Objectives
Fat quantification by dual-energy computed tomography (DECT) provides contrast-independent objective results, for example, on hepatic steatosis or muscle quality as parameters of prognostic relevance. To date, fat quantification has only been developed and used for source-based DECT techniques as fast kVp-switching CT or dual-source CT, which require a prospective selection of the dual-energy imaging mode.
It was the purpose of this study to develop a material decomposition algorithm for fat quantification in phantoms and validate it in vivo for patient liver and skeletal muscle using a dual-layer detector-based spectral CT (dlsCT), which automatically generates spectral information with every scan.
Materials and Methods
For this feasibility study, phantoms were created with 0%, 5%, 10%, 25%, and 40% fat and 0, 4.9, and 7.0 mg/mL iodine, respectively. Phantom scans were performed with the IQon spectral CT (Philips, the Netherlands) at 120 kV and 140 kV and 3 T magnetic resonance (MR) (Philips, the Netherlands) chemical-shift relaxometry (MRR) and MR spectroscopy (MRS). Based on maps of the photoelectric effect and Compton scattering, 3-material decomposition was done for fat, iodine, and phantom material in the image space.

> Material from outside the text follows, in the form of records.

PR #422, opened 2026-08-31
Corpus expansion batch 1: 77 products

ccerv1:
77 products into nine categories, taking the corpus from 527 to 604. Every number below is generated from the batch itself rather than carried forward, because the previous revision of this body described a 134-product batch that no longer existed.

**Depends on #419** (the resolution ledger), which depends on **#417** (the Details payload trim, without which the notebook's modal silently breaks at this corpus size).

## Three rounds of review, 134 → 115 → 89 → 77

| Cut | Removed | Why |
|---|---|---|
| Ledger, seeded from #413 | 12 | repositories a person had already resolved — one of them a product the corpus carries as `agent2agent-protocol` |
| Hand review of all 115 | 38 | category assignments the crosswalk got wrong — about a third of what survived |
| `unresolved` holds a promotion | 12 | see below; this revision's fix |

Each cut is recorded in `sources/resolution_ledger.yaml` with a verdict and reasoning, not applied here and forgotten. The next run inherits all of them.

## `unresolved` is a hold, not permission

The previous revision had a logic bug worth naming. The #418 review recorded `ag-ui` as a *protocol* filed under agent frameworks, `serena` as an MCP retrieval toolkit and `repomix` as document ingestion — and the same run then published all three in `orchestration_agents`, the category those entries call wrong.

The cause was reading "not permanently excluded" as "this proposal may publish". They are different questions. `build/resolution.py` now separates them: `blocks_new_product` is the permanent exclusion `validate` enforces, and `holds_bulk_promotion` returns **any** entry, `unresolved` included, and is what a bulk run consults. A person may still add such a product by hand once they have settled the question; a bulk run may not.

## The batch

| Category | Added | Crosswalk source (purity/support) |
|---|---|---|
| `orchestration_agents` | 33 | Coding 92%/13; Prompt & Scaffold 100%/5 |
| `deployment` | 13 | Orchestration 100%/7 |
| `finetuning_code` | 7 | Fine-tuning 92%/12 |
| `ui_api` | 7 | Personal 80%/15 |
| `agent_tools_protocols` | 6 | Give agent tools 100%/12 |
| `telemetry_observability` | 4 | Observability 93%/15 |
| `ml_frameworks` | 3 | Deep Learning Frameworks 86%/7 |
| `compilers` | 2 | Kernels 90%/10 |
| `storage` | 2 | Data systems 86%/14 |

**Openness**, read from the LICENSE body and never from the API label: 38 Apache-2.0, 31 MIT, 5 AGPL-3.0, 3 GPL-3.0. Three score 4/open_core on an enterprise path in the repository root; the rest 5/open_source. `confidence: medium` throughout, because `core-gated` is a repository-and-README read rather than a pricing-page read.

**Adoption** is `stars_fallback` on every record — 50 at level 2, 27 at level 3, `confidence: low`, capped at 3 by the scale. Each note says to read the band as a floor.

**Capability** is `null` with `basis: n/a` on all 77. Banding in these categories is a feature matrix against a named anchor, and no such comparison was made. That is deliberate, and it is the strongest argument for scoring **category by category** rather than in batches: a feature matrix needs every product in a category banded against one anchor.

`long_tail` moves semantically — all 77 were pool members, so `scored` and `overlap` rise together and `scored_outside` and `universe` hold. Corpus goldens regenerated from the code the tests use; `MEASUREMENT_COUNT` stays 377, since the baseline is a frozen observation snapshot.

## This batch is skewed away from the Sovereign Tech Agency priority

Worth stating, because it bears on whether to merge this at all. The STA candidate document ranked **Band 1, lower-stack infrastructure**, as "score first", explicitly feeding `compilers`, `storage` and the telemetry gap. This batch delivers `compilers` +2, `storage` +2, `telemetry_observability` +4 — 8 of 77 — while `orchestration_agents` takes 33, the band that document ranked last.

The cause is mechanical: **the crosswalk is weakest exactly where the STA priority is strongest.** The agent and app subcategories are the pure ones (`Give agent tools` 100%, `Coding` 92%), while the lower-stack ones are ambiguous (`Deploy & Serve` 60%, `Inference service optimization` 50%, `Gateway` no evidence at all). A ≥80% purity rule filters out precisely the band the funder asked for. 67 Band-1 candidates died at category assignment, and `inference_code` gained nothing.

Survival was even across bands (20% / 8% / 22%), so nothing else in the funnel is biased. It is the crosswalk gate alone.

## Residual risk

These 77 have had an agent's review, and that review moved the batch by a third. The categories it found no errors in were the small ones — `compilers` (2), `ml_frameworks` (3), `finetuning_code` (7). `orchestration_agents` carries 33 records and is where the judgment is thinnest, because the line between a coding agent and a coding-agent *tool* is the one most often got wrong.

Given that and the STA skew, a per-category pass — hand-assigning the ambiguous lower-stack crosswalk pairs and banding capability against a category anchor in the same run — would produce a better corpus than merging this. This PR is ready on its own terms; whether it is the right next step is a separate question.


ccerv1:
**Held, deliberately — not a correctness concern.**

This batch optimizes for where the crosswalk classifier is most confident, which is a selection bias against the layer the Sovereign Tech Agency asked for first. The agent and app pool subcategories are the pure ones (`Give agent tools` 100%, `Coding` 92%); the lower-stack ones are ambiguous (`Deploy & Serve` 60%, `Inference service optimization` 50%, `Gateway` no crosswalk evidence at all). So a purity threshold systematically underweights `inference_code`, `deployment`, `compilers`, `storage` and `telemetry_observability` — 67 Band-1 candidates died at category assignment and `inference_code` gained nothing.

After written consent, 10 patients (mean age, 55 ± 18 years; 6 men) in need of a CT staging were prospectively included. All patients received contrast-enhanced abdominal dlsCT scans at 120 kV and MR imaging scans for MRR. As reference tissue for the liver and the skeletal muscle, retrospectively available non–contrast-enhanced spectral CT data sets were used. Agreement between dlsCT and MR was evaluated for the phantoms, 3 hepatic and 2 muscular regions of interest per patient by intraclass correlation coefficients (ICCs) and Bland-Altman analyses.
Results
The ICC was excellent in the phantoms for both 120 kV and 140 kV (dlsCT vs MRR 0.98 [95% confidence interval (CI), 0.94–0.99]; dlsCT vs MRS 0.96 [95% CI, 0.87–0.99]) and in the skeletal muscle (0.96 [95% CI, 0.89–0.98]). For log-transformed liver fat values, the ICC was moderate (0.75 [95% CI, 0.48–0.88]). Bland-Altman analysis yielded a mean difference of −0.7% (95% CI, −4.5 to 3.1) for the liver and of 0.5% (95% CI, −4.3 to 5.3) for the skeletal muscle. Interobserver and intraobserver agreement were excellent (>0.9).
Conclusions
Fat quantification was developed for dlsCT and agreement with MR techniques demonstrated for patient liver and muscle. Hepatic steatosis and myosteatosis can be detected in dlsCT scans from clinical routine, which retrospectively provide spectral information independent of the imaging mode.